Note: I’ve had issues with this week’s labs, tried troubleshooting and reaching out for help, but currently still wasn’t able to figure out what was causing the issues I’m having with my sensors not detecting or responding. However, I’ve still tried my best to work on them and documented my process in this blog post.
Lab: I2C Communication With a Color, Gesture, and Proximity sensor
Preparing my breadboard: Connected my Arduino Nano to power and ground, added a APDS-9960 color and gesture sensor to my breadboard, and soldered my sensor to the pins
Program the Microcontroller: After soldering the pin holes and installing the external sensor libraries, I programmed my microcontroller with the provided code but the sensor didn’t seem to be working after running the program and checking my serial monitor
Troubleshooting: I checked my wiring multiple times, and don’t seem to see any problems with it. While trying to troubleshoot my issue in the physical computing help session this past week, I tested each pin with my multimeter and made sure that none of them are accidentally touching due to my soldering, but don’t seem to find an issue there as well. With the help of the residents, I also tried another example code for this SparkFun APDS-9960 sensor (which I’m using) from the Arduino library but still wasn’t able to get my sensor to work.

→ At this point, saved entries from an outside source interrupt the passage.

PR #28, opened 2015-10-14
Fix: Close() method to wait until all messages was queued and sent

vladiacobsendgrid:
Example which is not working for now:

```
client.Interval = 5 * time.Second
client.Size = 51
client.Verbose = true

for i := 0; i < 50; i++ {
	client.Track(&analytics.Track{
		Event:  "TestKeeen2",
		UserId: "125",
		Properties: map[string]interface{}{
			"application": "Segment Desktop",
			"version":     "1.1.0",
			"platform":    "osx",
		},
	})
	println(i)
}

println("flushing")
client.Close()
```

Before that fix, when ``Close()`` method is call, only a few messages are sending to Segment.io. That is happening because these messages was added in c.msgs channel but ``loop()`` didn't had enough time to process and add it in ``var msgs []interface{}``

### DIFF
--- a/analytics.go
+++ b/analytics.go
@@ -309,10 +309,24 @@ func (c *Client) loop() {
 			}
 		case <-c.quit:
 			c.verbose("exit requested – flushing %d", len(msgs))
+			msgs = append(msgs, c.drain(c.msgs))
 			c.send(msgs)
 			c.verbose("exit")
 			c.quit <- true
 			return
+		}
+	}
+}
+
+func (c *Client) drain(ch chan interface{}) []interface{} {
+	msgs := make([]interface{}, 0)
+	for {
+		select {
+		case msg := <-ch:
+			c.verbose("buffer (%d/%d) %v", len(msgs), c.Size, msg)
+			msgs = append(msgs, msg)
+		default:
+			return msgs
 		}
 	}
 }
--- a/analytics.go
+++ b/analytics.go
@@ -222,8 +222,8 @@ func (c *Client) queue(msg message) {
 // Close and flush metrics.
 func (c *Client) Close() error {
 	c.quit <- true
-	close(c.msgs)
 	<-c.quit
+	close(c.msgs)
 	return nil
 }
 


f2prateek:
This isn't thread safe.

Also I think the logic might be off. It only checks whether a message was queued, not whether it was actually sent, so you're back to square one.

vladiacobsendgrid:
@f2prateek Do you have any other suggestion or can you help me with another suggestion ? We (SendGrid) are trying to implement with you and we really need to wait on close until all messages was sent. 

How I implemented we are waiting until all messages was sent. I'm sending true on quit channel after all messages was added in msgs array so on close all messages queued will be sent and from what I see send() method is synchronous.

f2prateek:
I think what we have is the right behaviour. When you call `Close`, you shouldn't be sending any messages after that, and so it's ok for us to not have to worry about this case.

Just call track/identify/... for messages before you call close.

calvinfo:
@f2prateek I actually ran into this bug as well. The trouble is when you send a bunch of items at once, there's a request currently in-flight, and then flush is called. Depending on how the instructions are interleaved, there's a possible race condition so that messages can be dropped. `Close()` should really wait to close all messages if possible, and drain existing requests.

vladiacobsendgrid:
@f2prateek if you take a look over my example from the PR description you can see I'm sending all the events before to call Close().

f2prateek:
What about something like this, basically drains the msgs queue before uploading in the quit method.

```
diff --git a/analytics.go b/analytics.go
index e013442..af765e9 100644
--- a/analytics.go
+++ b/analytics.go
@@ -309,6 +309,7 @@ func (c *Client) loop() {
                        }
                case <-c.quit:
                        c.verbose("exit requested – flushing %d", len(msgs))
+                       msgs = append(msgs, drain(c.msgs))
                        c.send(msgs)
                        c.verbose("exit")
                        c.quit <- true
@@ -317,6 +318,18 @@ func (c *Client) loop() {
        }
 }

+func drain(c chan interface{}) []interface{} {
+       msgs := make([]interface{}, 0)
+       for {
+               select {
+               case m := <-c:
+                       msgs = append(msgs, m)
+               default:
+                       return msgs
+               }
+       }
+}
+
```

calvinfo:
That will be close. But I think there's still the problem is that the main goro can still exit first without ever waiting for the loop to quit?

vladiacobsendgrid:
@f2prateek I modified my PR to use your suggestions. Can you take a look ? We also tested and is working how we expected.

f2prateek:
You should also move the line here https://github.com/vladiacobsendgrid/analytics-go/blob/master/analytics.go#L225 to after `<-c.quit`, this way the msgs channel isn't closed until it is drained.

vladiacobsendgrid:
@f2prateek done, thanks for suggestions

vladiacobsendgrid:
@f2prateek Can you merge my PR ?

f2prateek:
Thanks!

PR #30, opened 2015-10-20
Clean shutdown

f2prateek:
Adds a second channel so that the background go-routine can indicate
when it finishes uploading events.

Also adds a test for the close method (not for the exact issue, since simply verifies that close flushes the queue).

Behaviour:
* Main goroutine sends a message on the `quit` channel
* Main goroutine closes the `msgs` channel so no more values can be sent
* Main goroutine waits on the `shutdown` channel
* Background goroutine gets the message on the `quit` channel
* Background goroutine drains the `msgs` channel
* Background goroutine uploads messages
* Background goroutine sends a message on the `shutdown` channel
* Main goroutine exits

### DIFF
--- a/analytics.go
+++ b/analytics.go
@@ -114,7 +114,8 @@ type Client struct {
 	Client   http.Client
 	key      string
 	msgs     chan interface{}
-	quit     chan bool
+	quit     chan struct{}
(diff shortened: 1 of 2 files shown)


calvinfo:
lgtm!

PR #34, opened 2015-10-22
Add Integrations field

ernesto-jimenez:
@f2prateek I have added `Integrations` to each struct rather than `Message` to be consistent with `Context`.

Also, kept it out of `Alias` because `Context` is skipped too, although both can be sent in `alias` messages.


f2prateek:
Thanks!

PR #41, opened 2015-12-26
Defer starting loop.

### LINKED ISSUE #36: Interval is not configurable
Although the interval is public and mutable, since we start the `loop` goroutine right away, clients can't actually change the interval.

f2prateek:
By deferring starting the background loop goroutine, we allow clients to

Since I’m having issues with the SPI communication lab as well, I was suggested to try using an Arduino Uno instead to see if this would make a difference, but my results remain the same.
Despite working with the residents to try troubleshooting, I still wasn’t able to figure out the reason causing my issue nor to get my sensor to work.
Lab: Data Logging With an SD Card Reader using SPI Communication
Preparing my breadboard: Connected my Arduino Nano to power and ground, and added a SD card reader to my breadboard
Testing the SD Card’s Reading and Writing: After checking my SD’s card formatting, I imported the SD card library for Arduino, and tried to test my SD card reader with the Arduino card info sketch. However, with the provided test code, my SD card reader didn’t seem to be working after running the program and checking my serial monitor.
Troubleshooting: Since I didn’t need to solder the pins of my SD card reader, I was able to eliminate this issue factor. But despite that, I still struggled to figure what issue I was having. During the troubleshooting process, I was able to identify one or two miss placed wires, but the SD card reader still didn’t work after me adjusting my wires. I had one wire on the back side of the card reader breakout board since it was easier for me to connect that pin to pin 13, and tried moving it to the other side after guidance from the residents in case there isn’t connection on that side, but didn’t seem to make a difference as well.
I was advised to move my CS wire to connect to pin 4 instead due to the specific SD card reader model which I happen to buy, following the image bellow.
Similar to my I2C lab, I was suggested to try using an Arduino Uno instead to see if this would make a difference, but my results remain the same.
The SD card reader didn’t seem to be working with my Arduino Uno as well, and I wasn’t able to successfully troubleshoot despite working together with the residents in this week’s help session. My SD card, SD card reader, and Arduino Uno are all completely new, and thus I think the possibility of any of these being broken is fairly low. As I couldn’t get my card reader to detect and connect despite trying for over an hour troubleshooting, I wasn’t able to move through the rest of this lab to test out the data logging sketch, recording, and visualizing data.
Project 2 Update and Progress
After rethinking through the interaction of my idea, I decided to present my game in the form of a falling object catching game instead of a musical rhythm game as I feel that my slider idea works better with this (instead of having a tapping motion which feels more related to the typical musical rhythm game commonly played on phones).
Despite adjusting the game concept a little, the original idea with the interaction and LED outputs remain the same. In this past week, I worked on the programming the code for both p5js and Arduino, drew the background image and the assets for my game, and planned out my breadboard both digitally in Fritzing and physically.
Digital Circuit Planning:
Physical Breadboard Setup:
Game Setup on Screen:
Game Testing with LEDs: The movement of the bunny is currently controlled by the right and left arrow keys on my computer, and the LEDs of the corresponding color to the fruits lights up if the bunny catches the fruit. As the user reaches a score of 60, the LEDS lights up and flashes all together to indicate the end of the game.
I am still planning on creating and adding in a “you win” screen for the end of the experience with the flashing LEDs, and also working on some of the sound effects, such as to indicate the stage change, or the ending of the game.
Since I wasn’t able to get my APDS-9960 RGB and gesture sensor to work this week, I wasn’t able to try to implement my physical slider idea (for controlling the bunny moving). I may either stick to the left and right arrow keys and continue to work on some of the details and housing for my project, or try to implement two force sensing resistors as the controller instead.